Using logarithmic differentiate technique, find dy/dx
y = [(x-3)³(x²+1) / (2x+5)³] raised to the power of 1/5
I don't know how to type this. It is the 5th root of all those.
You have
y = [(x-3)³(x²+1) / (2x+5)³]1/5
so
ln y = (1/5)ln([(x-3)³(x²+1) / (2x+5)³] =
(1/5){ln([(x-3)³(x²+1)) - ln(2x+5)³}=
(1/5){3ln(x-3) + ln(x²+1) - 3ln(2x+5)}
Now find dy/dx and exponentiate your result to get the final result.
I hope I read your superscripts right, they're a little small for me.
To find dy/dx using logarithmic differentiation, follow these steps:
Step 1: Take the natural logarithm of both sides of the equation.
ln y = (1/5){3ln(x-3) + ln(x²+1) - 3ln(2x+5)}
Step 2: Use the properties of logarithms to simplify the expression.

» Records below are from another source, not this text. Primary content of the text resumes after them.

PR #5149, opened 2025-11-21
fix: fork protection

### LINKED ISSUE #5106: Multisigs. Duplicates in operations
## Description

There is a possibility to create duplicates in multisig operations

Image

Test database:

[spektr-database (8).json](https://github.com/user-attachments/files/23601991/spektr-database.8.json)

## Steps to Reproduce

1. Create operation
2. Go to Operations page
3. Wait a bit

## Expected Behavior

There is no possibilities to have duplicates in operations

## Actual Behavior

There are duplications

## Additional info
That happens here:
https://github.com/novasamatech/nova-spektr/blob/5f8b6a3f7a13611a05a59e122a06aee4bdc8ffa0/src/renderer/domains/network/multisig-operation/resource.ts#L322-L323

due to the fact, that this data should be taken from the storage

Image

tested data - 

[spektr-database (8).json](https://github.com/user-attachments/files/23603009/spektr-database.8.json)

call hash:
0x4a394c0bf86ace58cbc2ba4bcfe6fe1ad1c2277f0ea9914205486f77640a5986

The bug is in subscribeEventsResource, the code incorrectly uses data.timepoint.height and data.timepoint.index to generate the operation ID. However, this timepoint refers to when the EVENT happened, NOT when the operation was originally created.

cuteWarmFrog:
## Description
Sometimes forks can happen, we want to rely on chain data, which is always true, so we override pending operations for given users/chains;

## Related Issues
Closes #5106

## Checklist

### DIFF
--- a/src/renderer/domains/network/multisig-operation/resource.ts
+++ b/src/renderer/domains/network/multisig-operation/resource.ts
@@ -228,8 +228,6 @@ const fetchAllOnchainOperations = async (
   const requests = Object.values(apis).map(api => fetchOnchainOperations(api, accountId, chains));
   const operations = await Promise.allSettled(requests);
 
-  console.log('onchain operations', operations);
-
   return operations.map(result => (result.status === 'fulfilled' ? result.value : [])).flat();
 };
 
--- a/src/renderer/domains/network/multisig-operation/resource.ts
+++ b/src/renderer/domains/network/multisig-operation/resource.ts
@@ -45,7 +45,7 @@ const operationsGqlSchema = z.object({
 
 const operationsQuery = gql`
   query List($accountId: String!) {
-    multisigOperations(filter: { accountId: { equalTo: $accountId } }) {
+    multisigOperations(filter: { accountId: { equalTo: $accountId }, status: { notEqualTo: pending } }) {
       nodes {
         status
         accountId
@@ -258,7 +258,7 @@ export const fetchResource = createRemoteResource<RequestParams, MultisigOperati
     const chainOperations = await fetchAllOnchainOperations(apis, accountId, chains);
     const historicOperations = await fetchOperationsHistory(accountId, apis, chainOperations, chains);
 
-    return [...chainOperations, ...historicOperations];
+    return chainOperations.concat(historicOperations);
   },
 });
 
--- a/src/renderer/domains/network/multisig-operation/resource.ts
+++ b/src/renderer/domains/network/multisig-operation/resource.ts
@@ -228,6 +228,8 @@ const fetchAllOnchainOperations = async (
   const requests = Object.values(apis).map(api => fetchOnchainOperations(api, accountId, chains));
   const operations = await Promise.allSettled(requests);
 
+  console.log('onchain operations', operations);
+
   return operations.map(result => (result.status === 'fulfilled' ? result.value : [])).flat();
 };
 
--- a/src/renderer/domains/network/multisig-operation/service.ts
+++ b/src/renderer/domains/network/multisig-operation/service.ts
@@ -13,7 +13,7 @@ import {
   type FlexibleMultisigAccount,
   type MultisigAccount,
 } from '@/shared/core';
-import { isEqual, merge, nonNullable, nullable, validateCallData } from '@/shared/lib/utils';
+import { groupBy, isEqual, merge, nonNullable, nullable, validateCallData } from '@/shared/lib/utils';
 import { type AccountId, pjsSchema } from '@/shared/polkadotjs-schemas';
 import { transactionService } from '../transaction/service';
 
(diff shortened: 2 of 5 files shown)


src/renderer/domains/network/multisig-operation/service.ts
```diff
@@ -129,10 +129,23 @@ const mergeEvents = (oldEvents: MultisigEvent[], events: MultisigEvent[]) =>
...
+  operations: MultisigOperation[],
+): MultisigOperation[] => {
+  const newPendingOperations = operations.filter(operation => operation.status === 'pending');
+
+  const oldFilteredForPending = oldOperations.filter(
+    operation =>
+      operation.status !== 'pending' ||
+      !newPendingOperations.some(
+        newOperation => newOperation.chainId === operation.chainId && newOperation.accountId === operation.accountId,
+      ),
```
valentunn: Why do we need this condition? Why not to simply merge all old-not-pending with all new pending?

src/renderer/domains/network/multisig-operation/service.ts
```diff
@@ -129,10 +129,23 @@ const mergeEvents = (oldEvents: MultisigEvent[], events: MultisigEvent[]) =>
     sort: (a, b) => a.blockCreated - b.blockCreated,
   });
 
-const mergeMultisigOperations = (a: MultisigOperation[], b: MultisigOperation[]): MultisigOperation[] => {
+const mergeMultisigOperations = (
```
valentunn, line 145: Overall its totally unclear how this function is supported to work: it does filtering two times, merging and sorting.
I think we should add tests or at least the comment that explains how this function is intended to work

src/renderer/domains/network/multisig-operation/store.ts
```diff
@@ -40,6 +40,14 @@ const removeTransactionsFx = createEffect((operations: MultisigOperation[]) => {
 });
 
 const syncOperationsFx = createQueuedEffect(async (operations: MultisigOperation[]) => {
+  const dbOperations = await storageService.multisigOperations.readAll();
```
valentunn, line 48: Are `operations` here a the result of `mergeMultisigOperations` from the other file?
The naming here is too generic, `operations` does not carry any insight about what is the content of the list

src/renderer/domains/network/multisig-operation/service.ts
cuteWarmFrog: In case of fork we can be in a case where there is an operation in our db/in memory which is no longer in the chain or in the indexer (was executed/canceled)

src/renderer/domains/network/multisig-operation/service.ts
cuteWarmFrog: Added a comment

src/renderer/domains/network/multisig-operation/store.ts
cuteWarmFrog: Added a comment as well + renamed var

src/renderer/domains/network/multisig-operation/service.ts
```diff
@@ -129,10 +129,28 @@ const mergeEvents = (oldEvents: MultisigEvent[], events: MultisigEvent[]) =>
...
+  operations: MultisigOperation[],
+): MultisigOperation[] => {
+  /**
+   * Because we work with Events AT BEST, it may happen that our db has extra
+   * operations that are not on the chain anymore nor were executed. We want to
+   * filter them out.
+   *
+   * For example, if we have a fork and operation was executed in the different
+   * block than we first recevied event of.
+   */
```
valentunn: This is not what I meant by a meaninfull comment.
Okay, just look at `mergeMultisigOperations`: how quickly can you infer what is the expected output of this function and which assumptions does it work with? This comment is useless as it gives no undestanding of why `mergeMultisigOperations` is implemented the way it is implemented. Please add a comment so an external reader (me) can fully understand all the context needed to evaluate correctness of the function

This will greatly help to maintin this code in the feature

src/renderer/domains/network/multisig-operation/store.ts
valentunn: `syncOperationsFx` is still too generic and confusing. `sync` can be anything. If we are syncing in-memory store to db, then the naming could be 

```ts
const syncInMemoryOperationsToDbFx = createQueuedEffect(async (inMemoryOperations: MultisigOperation[]) => {
```

src/renderer/domains/network/multisig-operation/store.ts
```diff
@@ -39,8 +39,17 @@ const removeTransactionsFx = createEffect((operations: MultisigOperation[]) => {
...
+ * We want to sync operations between database and in-memory store. Its
+ * important to do so because operations can be deleted from the database
+ * without calling removeTransactionsFx (f.e. in case of fork).
+ */
+const syncOperationsFx = createQueuedEffect(async (allOperations: MultisigOperation[]) => {
+  const dbOperations = await storageService.multisigOperations.readAll();
+  const dbOperationIds = dbOperations.map(op => op.id);
+
+  await storageService.multisigOperations.deleteAll(dbOperationIds);
+  await storageService.multisigOperations.insertAll(allOperations.map(serializeOperation));
```
valentunn, line 52: Do we subscribe to `multisigOperations` from our local db? Those two changes are not atomic and if we are subscribing, it might lead to flushing "empty state" or something similar

src/renderer/domains/network/multisig-operation/service.ts
valentunn: After the last commit it makes even less sense than before:

```
 const oldFilteredForPending = oldOperations.filter(
    oldOperation =>
      !operations.some(
        operation => operation.chainId === oldOperation.chainId && operation.accountId === oldOperation.accountId,
      ),
  );

```

Why is it needed? Why `oldFilteredForPending` is derived without even checking for pending?

src/renderer/domains/network/multisig-operation/service.ts
```diff
@@ -129,10 +129,28 @@ const mergeEvents = (oldEvents: MultisigEvent[], events: MultisigEvent[]) =>
...
+  const oldFilteredForPending = oldOperations.filter(
```
johnthecat: Looks like you're removing old operations for chains and accounts that are existed in new operations. let's put it that way in code (like what is `oldFilteredForPending`?) and optimize it. Now it's terribly unoptimized

src/renderer/domains/network/multisig-operation/resource.ts
```diff
@@ -228,6 +228,8 @@ const fetchAllOnchainOperations = async (
   const requests = Object.values(apis).map(api => fetchOnchainOperations(api, accountId, chains));
   const operations = await Promise.allSettled(requests);
 
+  console.log('onchain operations', operations);
```
johnthecat: remove

johnthecat (dismissed):

johnthecat (approved):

ln y = (1/5){ln[(x-3)³(x²+1)] - ln(2x+5)³}
Step 3: Apply the power rule of logarithms to expand the expression inside the parentheses.
ln y = (1/5){ln[(x-3)³] + ln(x²+1) - ln[(2x+5)³]}
Step 4: Apply the power rule and product rule to simplify further.
ln y = (1/5){3ln(x-3) + ln(x²+1) - 3[ln(2x+5)]}
Step 5: Differentiate both sides of the equation with respect to x.
1/y * (dy/dx) = (1/5){(3/(x-3)) + (2x/(x²+1)) - 3(2/(2x+5))}
Step 6: Multiply both sides by y to isolate (dy/dx).
dy/dx = y * (1/5){(3/(x-3)) + (2x/(x²+1)) - 3(2/(2x+5))}
Step 7: Substitute y back into the expression.
dy/dx = [(x-3)³(x²+1) / (2x+5)³]^(1/5) * (1/5){(3/(x-3)) + (2x/(x²+1)) - 3(2/(2x+5))}
That is the expression for dy/dx using the logarithmic differentiation technique.